▸ **Problem description**
Among the records below, find each line bearing the word "types" and copy it.

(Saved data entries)
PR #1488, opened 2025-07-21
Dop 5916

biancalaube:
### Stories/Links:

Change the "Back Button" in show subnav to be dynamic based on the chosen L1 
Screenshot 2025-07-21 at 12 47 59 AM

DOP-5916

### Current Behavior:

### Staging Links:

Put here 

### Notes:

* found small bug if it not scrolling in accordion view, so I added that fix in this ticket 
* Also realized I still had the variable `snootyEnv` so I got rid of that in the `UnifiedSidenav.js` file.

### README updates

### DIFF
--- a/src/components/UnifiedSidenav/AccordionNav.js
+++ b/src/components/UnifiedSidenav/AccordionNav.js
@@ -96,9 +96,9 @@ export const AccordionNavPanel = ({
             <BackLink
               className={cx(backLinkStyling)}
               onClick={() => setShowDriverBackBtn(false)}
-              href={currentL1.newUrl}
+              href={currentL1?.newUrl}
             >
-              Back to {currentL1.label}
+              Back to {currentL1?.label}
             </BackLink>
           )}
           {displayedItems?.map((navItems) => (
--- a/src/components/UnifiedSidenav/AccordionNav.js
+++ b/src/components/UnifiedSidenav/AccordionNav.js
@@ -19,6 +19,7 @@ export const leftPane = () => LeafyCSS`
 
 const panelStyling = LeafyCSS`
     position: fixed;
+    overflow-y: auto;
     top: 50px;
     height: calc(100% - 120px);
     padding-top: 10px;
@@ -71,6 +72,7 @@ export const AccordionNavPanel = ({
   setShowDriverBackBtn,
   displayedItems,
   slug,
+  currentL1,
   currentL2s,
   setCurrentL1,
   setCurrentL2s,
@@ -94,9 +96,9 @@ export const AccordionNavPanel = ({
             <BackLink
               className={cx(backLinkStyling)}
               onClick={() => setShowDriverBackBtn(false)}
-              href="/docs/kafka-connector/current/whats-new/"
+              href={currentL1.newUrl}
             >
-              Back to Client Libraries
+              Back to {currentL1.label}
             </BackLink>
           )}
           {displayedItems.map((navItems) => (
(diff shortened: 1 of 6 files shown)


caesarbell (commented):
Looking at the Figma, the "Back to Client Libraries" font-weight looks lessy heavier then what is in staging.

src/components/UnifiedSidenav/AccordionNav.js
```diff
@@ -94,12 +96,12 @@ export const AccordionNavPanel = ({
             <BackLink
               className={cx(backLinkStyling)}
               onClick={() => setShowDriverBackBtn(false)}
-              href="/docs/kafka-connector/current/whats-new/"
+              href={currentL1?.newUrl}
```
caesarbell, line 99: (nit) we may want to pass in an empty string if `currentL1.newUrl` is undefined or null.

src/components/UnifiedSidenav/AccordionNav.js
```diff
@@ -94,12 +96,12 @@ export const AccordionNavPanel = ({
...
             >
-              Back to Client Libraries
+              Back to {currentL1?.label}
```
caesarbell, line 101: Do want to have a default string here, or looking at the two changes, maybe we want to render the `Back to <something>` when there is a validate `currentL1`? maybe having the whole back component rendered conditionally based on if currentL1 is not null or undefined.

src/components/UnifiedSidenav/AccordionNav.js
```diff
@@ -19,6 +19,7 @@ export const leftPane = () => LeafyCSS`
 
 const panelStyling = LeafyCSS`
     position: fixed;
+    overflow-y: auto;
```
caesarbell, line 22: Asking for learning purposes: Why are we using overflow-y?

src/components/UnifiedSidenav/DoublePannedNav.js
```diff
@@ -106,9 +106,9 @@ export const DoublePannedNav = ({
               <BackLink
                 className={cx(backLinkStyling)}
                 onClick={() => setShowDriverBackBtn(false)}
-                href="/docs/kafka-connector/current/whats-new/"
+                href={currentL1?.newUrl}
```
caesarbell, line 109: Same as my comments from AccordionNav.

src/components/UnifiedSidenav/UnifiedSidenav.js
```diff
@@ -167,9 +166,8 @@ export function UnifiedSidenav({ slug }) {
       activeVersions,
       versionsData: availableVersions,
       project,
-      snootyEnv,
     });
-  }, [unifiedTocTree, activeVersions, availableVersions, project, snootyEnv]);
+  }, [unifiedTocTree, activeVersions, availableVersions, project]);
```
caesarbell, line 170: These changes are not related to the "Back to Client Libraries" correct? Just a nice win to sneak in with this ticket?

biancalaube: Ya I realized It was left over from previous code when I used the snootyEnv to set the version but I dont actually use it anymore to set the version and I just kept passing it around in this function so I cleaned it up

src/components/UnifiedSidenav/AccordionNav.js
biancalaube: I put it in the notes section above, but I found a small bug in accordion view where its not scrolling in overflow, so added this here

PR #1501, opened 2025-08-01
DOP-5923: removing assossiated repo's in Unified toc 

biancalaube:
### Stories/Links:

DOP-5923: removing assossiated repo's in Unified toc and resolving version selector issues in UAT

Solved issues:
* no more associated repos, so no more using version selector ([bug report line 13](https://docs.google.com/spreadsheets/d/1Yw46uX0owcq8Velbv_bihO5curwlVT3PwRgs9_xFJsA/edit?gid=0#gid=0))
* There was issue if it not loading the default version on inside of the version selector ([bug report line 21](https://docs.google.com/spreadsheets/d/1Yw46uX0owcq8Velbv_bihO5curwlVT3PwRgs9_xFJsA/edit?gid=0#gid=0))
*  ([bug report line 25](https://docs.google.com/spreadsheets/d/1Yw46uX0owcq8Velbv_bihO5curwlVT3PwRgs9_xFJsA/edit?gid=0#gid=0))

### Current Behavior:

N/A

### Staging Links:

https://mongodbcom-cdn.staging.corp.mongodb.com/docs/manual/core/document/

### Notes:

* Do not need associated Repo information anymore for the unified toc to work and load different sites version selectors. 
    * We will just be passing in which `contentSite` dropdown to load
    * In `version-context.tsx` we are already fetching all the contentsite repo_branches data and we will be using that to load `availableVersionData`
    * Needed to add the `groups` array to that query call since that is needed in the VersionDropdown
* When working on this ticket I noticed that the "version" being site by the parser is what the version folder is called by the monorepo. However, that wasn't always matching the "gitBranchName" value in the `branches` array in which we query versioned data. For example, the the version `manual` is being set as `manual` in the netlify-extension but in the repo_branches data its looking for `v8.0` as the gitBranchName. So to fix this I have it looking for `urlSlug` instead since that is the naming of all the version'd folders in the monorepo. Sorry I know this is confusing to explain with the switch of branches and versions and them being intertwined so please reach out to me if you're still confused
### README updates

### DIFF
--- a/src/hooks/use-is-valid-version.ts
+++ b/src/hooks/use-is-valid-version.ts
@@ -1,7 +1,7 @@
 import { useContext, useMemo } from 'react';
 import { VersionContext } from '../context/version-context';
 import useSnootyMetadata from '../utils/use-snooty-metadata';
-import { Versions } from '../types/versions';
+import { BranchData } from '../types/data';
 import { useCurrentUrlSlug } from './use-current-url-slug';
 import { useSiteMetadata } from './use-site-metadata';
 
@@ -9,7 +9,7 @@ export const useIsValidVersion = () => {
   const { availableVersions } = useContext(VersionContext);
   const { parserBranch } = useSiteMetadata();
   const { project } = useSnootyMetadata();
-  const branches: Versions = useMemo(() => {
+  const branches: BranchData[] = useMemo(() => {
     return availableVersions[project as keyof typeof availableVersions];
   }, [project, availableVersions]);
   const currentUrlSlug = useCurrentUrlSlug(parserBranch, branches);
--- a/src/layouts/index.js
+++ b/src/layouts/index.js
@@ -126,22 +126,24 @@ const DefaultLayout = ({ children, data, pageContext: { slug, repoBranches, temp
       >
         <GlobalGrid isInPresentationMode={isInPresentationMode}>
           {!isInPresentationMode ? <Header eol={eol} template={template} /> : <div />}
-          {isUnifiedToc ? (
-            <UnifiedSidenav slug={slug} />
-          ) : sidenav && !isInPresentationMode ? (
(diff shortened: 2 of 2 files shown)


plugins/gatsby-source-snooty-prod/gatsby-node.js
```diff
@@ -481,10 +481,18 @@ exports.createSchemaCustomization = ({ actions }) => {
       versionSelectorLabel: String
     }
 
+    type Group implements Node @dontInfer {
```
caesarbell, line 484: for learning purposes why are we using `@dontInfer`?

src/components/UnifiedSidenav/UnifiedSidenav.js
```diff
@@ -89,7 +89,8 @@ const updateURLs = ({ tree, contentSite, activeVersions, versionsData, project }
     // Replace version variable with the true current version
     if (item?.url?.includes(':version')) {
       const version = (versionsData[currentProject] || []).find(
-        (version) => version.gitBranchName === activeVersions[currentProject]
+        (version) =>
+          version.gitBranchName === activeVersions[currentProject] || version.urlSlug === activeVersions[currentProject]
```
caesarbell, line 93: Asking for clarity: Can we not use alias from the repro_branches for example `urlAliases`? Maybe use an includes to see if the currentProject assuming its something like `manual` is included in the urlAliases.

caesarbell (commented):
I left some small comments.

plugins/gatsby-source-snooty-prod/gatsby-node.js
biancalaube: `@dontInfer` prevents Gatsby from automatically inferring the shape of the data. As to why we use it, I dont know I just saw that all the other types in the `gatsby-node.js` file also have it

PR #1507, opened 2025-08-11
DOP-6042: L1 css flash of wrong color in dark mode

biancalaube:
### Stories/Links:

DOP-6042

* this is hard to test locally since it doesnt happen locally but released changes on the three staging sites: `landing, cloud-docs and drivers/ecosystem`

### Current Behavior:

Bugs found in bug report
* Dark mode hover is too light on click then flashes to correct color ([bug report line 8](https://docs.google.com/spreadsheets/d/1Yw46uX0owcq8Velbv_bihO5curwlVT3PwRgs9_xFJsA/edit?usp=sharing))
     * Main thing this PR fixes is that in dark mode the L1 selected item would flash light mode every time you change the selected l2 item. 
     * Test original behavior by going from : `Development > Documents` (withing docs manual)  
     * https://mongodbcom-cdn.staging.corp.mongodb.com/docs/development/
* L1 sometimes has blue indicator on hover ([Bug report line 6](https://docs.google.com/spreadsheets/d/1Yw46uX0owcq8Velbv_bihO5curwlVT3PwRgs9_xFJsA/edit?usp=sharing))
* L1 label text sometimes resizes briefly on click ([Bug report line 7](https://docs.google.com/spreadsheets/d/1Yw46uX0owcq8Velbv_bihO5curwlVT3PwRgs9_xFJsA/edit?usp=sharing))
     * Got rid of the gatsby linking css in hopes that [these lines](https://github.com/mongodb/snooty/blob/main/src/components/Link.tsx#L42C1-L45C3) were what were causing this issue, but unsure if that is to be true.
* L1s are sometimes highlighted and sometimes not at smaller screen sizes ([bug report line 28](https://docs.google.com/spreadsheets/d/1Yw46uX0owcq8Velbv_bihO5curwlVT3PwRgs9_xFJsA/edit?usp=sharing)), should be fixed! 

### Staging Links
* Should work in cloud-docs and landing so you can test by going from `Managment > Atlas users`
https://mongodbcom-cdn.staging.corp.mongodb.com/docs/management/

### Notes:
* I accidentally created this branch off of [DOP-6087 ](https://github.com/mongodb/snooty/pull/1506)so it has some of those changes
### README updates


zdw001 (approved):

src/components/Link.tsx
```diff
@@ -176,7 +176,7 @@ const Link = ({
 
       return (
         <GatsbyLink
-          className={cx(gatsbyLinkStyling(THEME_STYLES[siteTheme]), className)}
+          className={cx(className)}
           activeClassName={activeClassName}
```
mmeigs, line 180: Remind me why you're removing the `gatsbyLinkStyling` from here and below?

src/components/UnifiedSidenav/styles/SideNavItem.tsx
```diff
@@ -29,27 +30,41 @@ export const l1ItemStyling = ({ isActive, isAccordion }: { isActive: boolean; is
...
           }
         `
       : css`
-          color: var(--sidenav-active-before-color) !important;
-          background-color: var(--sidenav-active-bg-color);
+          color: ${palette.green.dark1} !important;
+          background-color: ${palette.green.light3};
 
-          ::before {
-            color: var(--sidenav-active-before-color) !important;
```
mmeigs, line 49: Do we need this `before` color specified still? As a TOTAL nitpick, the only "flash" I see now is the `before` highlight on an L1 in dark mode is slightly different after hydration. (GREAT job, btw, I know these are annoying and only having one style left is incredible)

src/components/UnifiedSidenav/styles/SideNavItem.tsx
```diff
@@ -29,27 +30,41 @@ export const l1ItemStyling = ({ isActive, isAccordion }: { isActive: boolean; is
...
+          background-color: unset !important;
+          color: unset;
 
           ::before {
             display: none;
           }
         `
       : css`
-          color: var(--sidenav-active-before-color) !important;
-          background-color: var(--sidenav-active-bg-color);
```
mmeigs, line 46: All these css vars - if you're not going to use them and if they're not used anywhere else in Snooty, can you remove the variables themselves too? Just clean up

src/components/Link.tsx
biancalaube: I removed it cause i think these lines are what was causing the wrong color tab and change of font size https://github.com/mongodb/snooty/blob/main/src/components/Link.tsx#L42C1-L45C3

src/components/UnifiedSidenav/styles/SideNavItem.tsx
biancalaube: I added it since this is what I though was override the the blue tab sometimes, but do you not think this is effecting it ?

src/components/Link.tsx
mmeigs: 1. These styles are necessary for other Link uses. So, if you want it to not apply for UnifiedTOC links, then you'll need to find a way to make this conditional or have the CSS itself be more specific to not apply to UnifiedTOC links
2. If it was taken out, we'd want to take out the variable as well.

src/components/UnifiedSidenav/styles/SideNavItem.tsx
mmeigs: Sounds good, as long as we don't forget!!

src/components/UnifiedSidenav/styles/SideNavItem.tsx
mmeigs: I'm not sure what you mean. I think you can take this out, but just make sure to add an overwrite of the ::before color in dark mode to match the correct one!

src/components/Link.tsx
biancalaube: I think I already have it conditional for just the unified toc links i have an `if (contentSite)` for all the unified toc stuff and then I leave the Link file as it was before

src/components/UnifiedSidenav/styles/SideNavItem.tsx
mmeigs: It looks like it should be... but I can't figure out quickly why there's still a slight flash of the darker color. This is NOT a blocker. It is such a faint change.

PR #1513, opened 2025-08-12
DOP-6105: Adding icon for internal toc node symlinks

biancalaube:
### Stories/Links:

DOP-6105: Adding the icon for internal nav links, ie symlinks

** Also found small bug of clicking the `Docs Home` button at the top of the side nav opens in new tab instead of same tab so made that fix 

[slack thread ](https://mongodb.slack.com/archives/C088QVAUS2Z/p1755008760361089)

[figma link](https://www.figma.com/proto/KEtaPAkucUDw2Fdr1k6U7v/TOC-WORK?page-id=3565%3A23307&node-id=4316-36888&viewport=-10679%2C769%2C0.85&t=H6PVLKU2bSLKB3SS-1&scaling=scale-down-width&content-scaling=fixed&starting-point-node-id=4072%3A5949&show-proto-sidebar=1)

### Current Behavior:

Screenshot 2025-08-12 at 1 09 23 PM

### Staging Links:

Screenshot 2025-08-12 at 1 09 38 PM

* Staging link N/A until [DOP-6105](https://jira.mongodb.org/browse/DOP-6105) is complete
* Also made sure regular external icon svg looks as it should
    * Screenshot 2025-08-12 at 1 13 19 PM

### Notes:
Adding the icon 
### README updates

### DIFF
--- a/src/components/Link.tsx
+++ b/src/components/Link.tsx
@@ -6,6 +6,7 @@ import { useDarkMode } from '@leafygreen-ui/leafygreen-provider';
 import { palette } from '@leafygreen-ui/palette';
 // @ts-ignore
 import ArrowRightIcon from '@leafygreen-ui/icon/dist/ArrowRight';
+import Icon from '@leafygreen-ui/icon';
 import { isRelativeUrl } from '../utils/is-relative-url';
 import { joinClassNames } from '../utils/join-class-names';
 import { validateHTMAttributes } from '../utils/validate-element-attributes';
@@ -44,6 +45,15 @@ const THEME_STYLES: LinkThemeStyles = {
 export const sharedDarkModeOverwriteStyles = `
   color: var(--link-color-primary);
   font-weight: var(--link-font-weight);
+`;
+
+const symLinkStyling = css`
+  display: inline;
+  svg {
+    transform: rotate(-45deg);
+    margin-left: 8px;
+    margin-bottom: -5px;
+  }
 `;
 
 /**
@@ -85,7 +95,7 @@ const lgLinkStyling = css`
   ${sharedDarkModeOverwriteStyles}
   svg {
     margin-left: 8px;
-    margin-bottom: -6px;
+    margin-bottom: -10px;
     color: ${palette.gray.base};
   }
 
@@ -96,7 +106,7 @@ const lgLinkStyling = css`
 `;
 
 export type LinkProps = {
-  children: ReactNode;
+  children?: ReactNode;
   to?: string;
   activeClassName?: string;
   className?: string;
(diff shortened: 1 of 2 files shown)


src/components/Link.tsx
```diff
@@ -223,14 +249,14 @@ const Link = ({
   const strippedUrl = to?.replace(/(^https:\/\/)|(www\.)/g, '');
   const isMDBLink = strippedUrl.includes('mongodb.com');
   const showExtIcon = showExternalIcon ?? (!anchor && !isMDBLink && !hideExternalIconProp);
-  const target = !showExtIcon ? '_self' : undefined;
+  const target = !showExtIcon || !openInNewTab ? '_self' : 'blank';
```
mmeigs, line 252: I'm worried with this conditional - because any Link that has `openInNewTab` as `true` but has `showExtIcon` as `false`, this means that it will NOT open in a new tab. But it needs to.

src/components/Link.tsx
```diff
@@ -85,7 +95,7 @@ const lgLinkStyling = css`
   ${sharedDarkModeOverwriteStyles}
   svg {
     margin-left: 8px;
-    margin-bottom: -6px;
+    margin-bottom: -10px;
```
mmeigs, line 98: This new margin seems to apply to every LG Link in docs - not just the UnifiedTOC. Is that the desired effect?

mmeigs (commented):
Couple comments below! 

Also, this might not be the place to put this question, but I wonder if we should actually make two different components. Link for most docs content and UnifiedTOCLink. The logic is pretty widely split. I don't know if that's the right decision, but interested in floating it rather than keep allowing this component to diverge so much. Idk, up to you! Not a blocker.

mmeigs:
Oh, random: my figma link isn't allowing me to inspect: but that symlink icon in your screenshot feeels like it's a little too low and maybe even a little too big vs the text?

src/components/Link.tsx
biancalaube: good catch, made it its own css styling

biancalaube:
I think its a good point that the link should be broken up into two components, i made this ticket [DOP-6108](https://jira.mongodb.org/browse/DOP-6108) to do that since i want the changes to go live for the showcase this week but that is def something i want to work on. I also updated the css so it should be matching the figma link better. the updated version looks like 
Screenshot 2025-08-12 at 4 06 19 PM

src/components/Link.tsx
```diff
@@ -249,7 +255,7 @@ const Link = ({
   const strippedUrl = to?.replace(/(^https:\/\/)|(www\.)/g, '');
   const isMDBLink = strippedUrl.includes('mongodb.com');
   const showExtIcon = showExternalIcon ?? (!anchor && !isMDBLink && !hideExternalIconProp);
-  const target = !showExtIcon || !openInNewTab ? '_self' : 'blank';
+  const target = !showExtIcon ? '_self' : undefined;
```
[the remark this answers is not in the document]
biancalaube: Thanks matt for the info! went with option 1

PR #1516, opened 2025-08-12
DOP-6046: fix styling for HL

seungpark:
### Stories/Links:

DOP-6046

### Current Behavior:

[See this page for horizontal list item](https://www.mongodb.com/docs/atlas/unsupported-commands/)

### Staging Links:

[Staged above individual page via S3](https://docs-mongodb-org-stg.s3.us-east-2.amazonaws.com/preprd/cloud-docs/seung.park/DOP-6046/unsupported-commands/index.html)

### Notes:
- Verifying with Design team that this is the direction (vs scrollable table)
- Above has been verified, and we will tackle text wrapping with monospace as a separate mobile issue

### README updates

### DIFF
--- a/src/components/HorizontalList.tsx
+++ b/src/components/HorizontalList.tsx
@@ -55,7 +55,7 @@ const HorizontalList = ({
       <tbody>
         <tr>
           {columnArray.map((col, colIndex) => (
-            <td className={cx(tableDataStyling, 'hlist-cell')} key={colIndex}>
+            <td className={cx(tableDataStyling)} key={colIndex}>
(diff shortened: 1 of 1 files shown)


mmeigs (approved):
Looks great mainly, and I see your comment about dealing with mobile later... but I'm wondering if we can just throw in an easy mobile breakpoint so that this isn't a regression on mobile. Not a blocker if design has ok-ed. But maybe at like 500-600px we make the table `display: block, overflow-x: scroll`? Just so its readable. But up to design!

▸ **Written reply**
-import { Versions } from '../types/versions';
+import { BranchData } from '../types/data';
biancalaube: `@dontInfer` prevents Gatsby from automatically inferring the shape of the data. As to why we use it, I dont know I just saw that all the other types in the `gatsby-node.js` file also have it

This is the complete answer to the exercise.